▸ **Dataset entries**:
---------------

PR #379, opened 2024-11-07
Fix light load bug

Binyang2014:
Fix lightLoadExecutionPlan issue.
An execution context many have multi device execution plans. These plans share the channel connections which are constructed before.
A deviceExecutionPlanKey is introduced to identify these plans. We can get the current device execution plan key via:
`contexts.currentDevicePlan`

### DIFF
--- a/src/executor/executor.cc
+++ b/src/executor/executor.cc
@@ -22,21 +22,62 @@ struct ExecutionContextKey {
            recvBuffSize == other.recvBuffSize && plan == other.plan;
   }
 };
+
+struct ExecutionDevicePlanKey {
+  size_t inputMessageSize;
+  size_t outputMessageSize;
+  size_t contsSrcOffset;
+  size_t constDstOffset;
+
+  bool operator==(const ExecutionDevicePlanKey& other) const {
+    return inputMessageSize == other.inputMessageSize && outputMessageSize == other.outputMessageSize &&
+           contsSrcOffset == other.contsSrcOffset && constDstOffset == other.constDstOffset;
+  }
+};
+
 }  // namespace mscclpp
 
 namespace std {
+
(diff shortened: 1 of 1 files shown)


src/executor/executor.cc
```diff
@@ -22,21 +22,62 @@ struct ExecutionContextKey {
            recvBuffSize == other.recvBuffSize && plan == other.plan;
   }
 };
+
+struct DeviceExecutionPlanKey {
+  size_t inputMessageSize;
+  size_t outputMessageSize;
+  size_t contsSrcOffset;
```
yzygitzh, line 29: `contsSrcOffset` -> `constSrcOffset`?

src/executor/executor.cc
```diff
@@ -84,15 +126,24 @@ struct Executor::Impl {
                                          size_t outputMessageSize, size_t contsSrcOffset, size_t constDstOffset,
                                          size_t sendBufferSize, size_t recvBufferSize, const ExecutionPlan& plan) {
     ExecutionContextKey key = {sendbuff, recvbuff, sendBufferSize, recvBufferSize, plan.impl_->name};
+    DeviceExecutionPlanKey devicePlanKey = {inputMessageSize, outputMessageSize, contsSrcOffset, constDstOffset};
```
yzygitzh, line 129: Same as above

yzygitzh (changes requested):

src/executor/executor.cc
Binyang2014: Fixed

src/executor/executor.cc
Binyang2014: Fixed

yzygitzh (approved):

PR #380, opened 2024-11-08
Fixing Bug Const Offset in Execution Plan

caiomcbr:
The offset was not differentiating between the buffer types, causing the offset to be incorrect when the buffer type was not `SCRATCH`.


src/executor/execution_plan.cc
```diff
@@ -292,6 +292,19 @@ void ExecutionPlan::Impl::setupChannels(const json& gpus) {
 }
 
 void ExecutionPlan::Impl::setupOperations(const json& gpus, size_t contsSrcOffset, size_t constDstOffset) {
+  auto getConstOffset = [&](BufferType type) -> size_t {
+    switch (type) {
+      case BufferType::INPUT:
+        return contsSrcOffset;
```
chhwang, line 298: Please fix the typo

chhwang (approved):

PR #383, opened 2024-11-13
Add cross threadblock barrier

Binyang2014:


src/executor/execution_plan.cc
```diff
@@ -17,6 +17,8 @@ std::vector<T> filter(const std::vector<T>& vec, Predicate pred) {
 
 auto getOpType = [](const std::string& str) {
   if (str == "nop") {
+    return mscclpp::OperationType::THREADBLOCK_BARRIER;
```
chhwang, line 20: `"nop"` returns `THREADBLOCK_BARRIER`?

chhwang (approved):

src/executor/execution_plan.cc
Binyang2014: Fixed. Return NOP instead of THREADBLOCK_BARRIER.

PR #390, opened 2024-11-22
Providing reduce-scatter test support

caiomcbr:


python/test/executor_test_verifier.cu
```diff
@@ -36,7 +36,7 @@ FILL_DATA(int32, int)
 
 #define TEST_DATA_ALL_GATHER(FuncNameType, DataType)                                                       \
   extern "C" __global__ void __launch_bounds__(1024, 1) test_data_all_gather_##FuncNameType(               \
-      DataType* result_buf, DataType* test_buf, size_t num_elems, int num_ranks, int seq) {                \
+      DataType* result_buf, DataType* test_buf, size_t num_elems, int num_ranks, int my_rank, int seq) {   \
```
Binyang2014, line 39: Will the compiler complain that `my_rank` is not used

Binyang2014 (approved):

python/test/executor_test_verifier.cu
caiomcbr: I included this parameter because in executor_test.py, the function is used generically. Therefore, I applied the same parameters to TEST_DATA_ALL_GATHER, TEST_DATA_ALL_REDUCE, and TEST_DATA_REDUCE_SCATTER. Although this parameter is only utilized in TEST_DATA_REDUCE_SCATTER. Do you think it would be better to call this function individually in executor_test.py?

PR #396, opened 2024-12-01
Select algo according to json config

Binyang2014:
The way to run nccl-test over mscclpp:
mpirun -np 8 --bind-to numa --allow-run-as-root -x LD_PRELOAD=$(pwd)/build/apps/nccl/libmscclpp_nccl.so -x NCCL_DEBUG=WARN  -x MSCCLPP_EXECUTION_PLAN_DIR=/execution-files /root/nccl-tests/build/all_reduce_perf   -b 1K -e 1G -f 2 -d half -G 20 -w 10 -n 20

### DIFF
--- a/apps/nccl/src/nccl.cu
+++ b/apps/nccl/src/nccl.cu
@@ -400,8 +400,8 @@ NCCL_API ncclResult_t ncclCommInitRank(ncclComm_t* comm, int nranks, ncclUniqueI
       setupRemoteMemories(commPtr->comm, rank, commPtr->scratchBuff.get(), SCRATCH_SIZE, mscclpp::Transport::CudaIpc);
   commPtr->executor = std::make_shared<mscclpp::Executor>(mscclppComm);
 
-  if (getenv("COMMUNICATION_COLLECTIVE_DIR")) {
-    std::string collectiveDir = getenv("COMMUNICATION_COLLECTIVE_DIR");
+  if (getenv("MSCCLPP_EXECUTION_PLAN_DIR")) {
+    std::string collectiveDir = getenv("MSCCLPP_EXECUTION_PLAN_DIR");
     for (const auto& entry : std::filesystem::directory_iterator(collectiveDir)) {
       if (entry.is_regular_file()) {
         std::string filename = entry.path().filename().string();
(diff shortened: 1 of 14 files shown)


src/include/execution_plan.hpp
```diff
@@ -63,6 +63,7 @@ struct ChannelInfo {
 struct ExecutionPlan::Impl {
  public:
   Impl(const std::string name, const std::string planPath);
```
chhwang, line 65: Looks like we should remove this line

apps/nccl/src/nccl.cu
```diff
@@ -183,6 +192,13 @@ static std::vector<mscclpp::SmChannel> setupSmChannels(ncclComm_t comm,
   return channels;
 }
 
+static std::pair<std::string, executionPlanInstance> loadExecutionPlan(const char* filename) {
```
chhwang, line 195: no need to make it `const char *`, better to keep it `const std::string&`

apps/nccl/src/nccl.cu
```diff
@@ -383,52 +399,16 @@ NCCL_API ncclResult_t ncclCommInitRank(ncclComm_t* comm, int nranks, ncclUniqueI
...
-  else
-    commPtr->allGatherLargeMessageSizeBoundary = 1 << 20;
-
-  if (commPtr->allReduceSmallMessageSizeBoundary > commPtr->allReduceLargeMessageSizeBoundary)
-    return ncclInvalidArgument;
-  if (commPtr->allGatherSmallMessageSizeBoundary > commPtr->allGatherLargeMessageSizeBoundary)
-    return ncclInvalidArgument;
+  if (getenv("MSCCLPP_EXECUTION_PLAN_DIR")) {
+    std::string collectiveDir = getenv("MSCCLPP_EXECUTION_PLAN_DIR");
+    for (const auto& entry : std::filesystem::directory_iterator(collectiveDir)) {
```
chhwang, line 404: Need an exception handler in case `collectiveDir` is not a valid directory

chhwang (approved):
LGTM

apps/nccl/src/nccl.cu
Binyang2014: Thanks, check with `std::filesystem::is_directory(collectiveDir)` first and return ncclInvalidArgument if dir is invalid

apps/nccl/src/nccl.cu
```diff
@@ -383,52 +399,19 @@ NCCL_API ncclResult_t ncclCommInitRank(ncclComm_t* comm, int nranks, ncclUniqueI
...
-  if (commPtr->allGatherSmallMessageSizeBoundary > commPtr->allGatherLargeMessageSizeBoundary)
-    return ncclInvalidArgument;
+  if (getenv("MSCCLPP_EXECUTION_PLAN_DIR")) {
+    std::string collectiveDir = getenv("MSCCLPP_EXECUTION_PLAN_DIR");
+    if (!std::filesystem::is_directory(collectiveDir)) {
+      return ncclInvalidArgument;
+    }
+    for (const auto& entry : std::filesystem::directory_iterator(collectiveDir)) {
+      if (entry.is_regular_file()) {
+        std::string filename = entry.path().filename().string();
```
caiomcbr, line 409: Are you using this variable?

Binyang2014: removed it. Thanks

---------------

Each line above where the word "commPtr" occurs should be copied out.

▸ **TASK ANSWER**:
       setupRemoteMemories(commPtr->comm, rank, commPtr->scratchBuff.get(), SCRATCH_SIZE, mscclpp::Transport::CudaIpc);
   commPtr->executor = std::make_shared<mscclpp::Executor>(mscclppComm);
-    commPtr->allGatherLargeMessageSizeBoundary = 1 << 20;
-  if (commPtr->allReduceSmallMessageSizeBoundary > commPtr->allReduceLargeMessageSizeBoundary)
-  if (commPtr->allGatherSmallMessageSizeBoundary > commPtr->allGatherLargeMessageSizeBoundary)
-  if (commPtr->allGatherSmallMessageSizeBoundary > commPtr->allGatherLargeMessageSizeBoundary)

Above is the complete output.